Show HN: Kareer Day – Learn About Jobs by People Who've Done Them - yaas
https://www.kareerday.com
======
yaas
A job search today is like having to arrange a lot of blind dates, with your
focus at each being on trying to convince them you’re the best thing for them
on the spot — that they should pick you. And if they agree, you then commit to
a "long-term relationship" with them right away. But if you leave before a
year is up, people will often think less of you, and it may harm your ability
to date after.

You’re never really taught how to pick the right “date,” nor provided adequate
resources to help you figure out who might be a good fit for you.

And yet, if your best friend told you they were going to jump into a serious
relationship with someone (this time in the real sense) — or heaven forbid
marrying them — right after meeting them, you'd probably caution them
otherwise.

We want to help people pick a job (and career) that fits them, one they may
actually get to know better (and like) before having to go all-in on date
three. Interviews are often a bad environment to fully learn about a job
because the interviewee is primarily there to sell themselves, they may not
want to ask too probing of questions about the job as that may turn off the
interviewer, the interviewer may not have all the answers to your questions
(perhaps they've never done the job you're interviewing for), and interviews
are usually too short to really understand a role.

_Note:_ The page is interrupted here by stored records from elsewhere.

PR #12889, opened 2019-02-28
documentation for CSI topology beta

msau42:
/hold
until https://github.com/kubernetes/kubernetes/pull/73883 and https://github.com/kubernetes/kubernetes/pull/74283 are merged

### DIFF
--- a/content/en/docs/concepts/storage/storage-classes.md
+++ b/content/en/docs/concepts/storage/storage-classes.md
@@ -151,6 +151,11 @@ The following plugins support `WaitForFirstConsumer` with pre-created Persistent
 * All of the above
 * [Local](#local)
 
+{{< feature-state state="beta" for_k8s_version="1.14" >}}
+[CSI volumes](/docs/concepts/storage/volumes/#csi) are also supported with dynamic provisioning
+and pre-created PVs, but you'll need to look at the documentation for a specific CSI driver
+to see its supported topology keys and examples. The `CSINodeInfo` feature gate must be enabled.
+
 ### Allowed Topologies
 
 When a cluster operator specifies the `WaitForFirstConsumer` volume binding mode, it is no longer necessary
--- a/content/en/docs/reference/command-line-tools-reference/feature-gates.md
+++ b/content/en/docs/reference/command-line-tools-reference/feature-gates.md
@@ -56,8 +56,10 @@ different Kubernetes components.
 | `CRIContainerLogRotation` | `false` | Alpha | 1.10 | 1.10 |
 | `CRIContainerLogRotation` | `true` | Beta| 1.11 | |
 | `CSIBlockVolume` | `false` | Alpha | 1.11 | |
-| `CSIDriverRegistry` | `false` | Alpha | 1.12 | |
-| `CSINodeInfo` | `false` | Alpha | 1.12 | |
+| `CSIDriverRegistry` | `false` | Alpha | 1.12 | 1.13 |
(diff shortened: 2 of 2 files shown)


content/en/docs/concepts/storage/storage-classes.md
```diff
@@ -146,6 +146,11 @@ The following plugins support `WaitForFirstConsumer` with dynamic provisioning:
 * [GCEPersistentDisk](#gce-pd)
 * [AzureDisk](#azure-disk)
 
+{{< feature-state state="beta" for_k8s_version="1.14" >}}
+* CSI - see specific CSI driver's documentation for supported topology keys and
```
sftim:
```suggestion
* {{< glossary_tooltip text="CSI" term_id="csi" >}} - You'll need to look at the documentation for a specific CSI driver to see its supported topology keys and
```

This will turn “CSI” into a link to the glossary term, with a short explanation available via HTML `title` (eg as a tooltip).
I'm suggesting the revised wording because I think it's a more appropriate tone.

content/en/docs/concepts/storage/storage-classes.md
```diff
@@ -146,6 +146,11 @@ The following plugins support `WaitForFirstConsumer` with dynamic provisioning:
 * [GCEPersistentDisk](#gce-pd)
 * [AzureDisk](#azure-disk)
 
+{{< feature-state state="beta" for_k8s_version="1.14" >}}
```
msau42: From the preview, it kind of looks like this feature state applies to the rest of the section, not just the CSI part.  Does anyone have suggestions on how to make less misleading?

sftim: maybe move lines 154 to 158 before the shortcode? Does that make it clear enough?

msau42: I tried moving CSI to its own section and rewording.

content/en/docs/reference/command-line-tools-reference/feature-gates.md
```diff
@@ -56,8 +56,10 @@ different Kubernetes components.
 | `CRIContainerLogRotation` | `false` | Alpha | 1.10 | 1.10 |
 | `CRIContainerLogRotation` | `true` | Beta| 1.11 | |
 | `CSIBlockVolume` | `false` | Alpha | 1.11 | |
-| `CSIDriverRegistry` | `false` | Alpha | 1.12 | |
-| `CSINodeInfo` | `false` | Alpha | 1.12 | |
+| `CSIDriverRegistry` | `false` | Alpha | 1.12 | 1.13 |
+| `CSIDriverRegistry` | `beta` | Beta | 1.14 | |
```
ddebroy: `beta` => `true` in second column

ddebroy: Also both entries point to `CSIDriverRegistry`. I think the second one should point to `CSINodeInfo`?

msau42:
> Looks good. Should we also mention `preferred topology` support in CSI in the `Allowed Topologies` section?

From the K8s API perspective, we only support strict topology requirements.  CSI preferences is how we ended up propagating strict requirements to CSI plugins, and we should document that in the kubernetes-csi docs.

content/en/docs/reference/command-line-tools-reference/feature-gates.md
msau42: good catch. fixed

We want to improve that process. We're going to do that by providing people
with an opportunity to learn directly from those who've done the jobs, who've
worked in the careers, in a more neutral way, outside of interviews. These are
detailed, first-hand accounts (reviews) that will better educate them on what
a job truly entails. Our hope is that it allows people to ride shotgun as if
they're on a job shadow, without actually having to get in the car.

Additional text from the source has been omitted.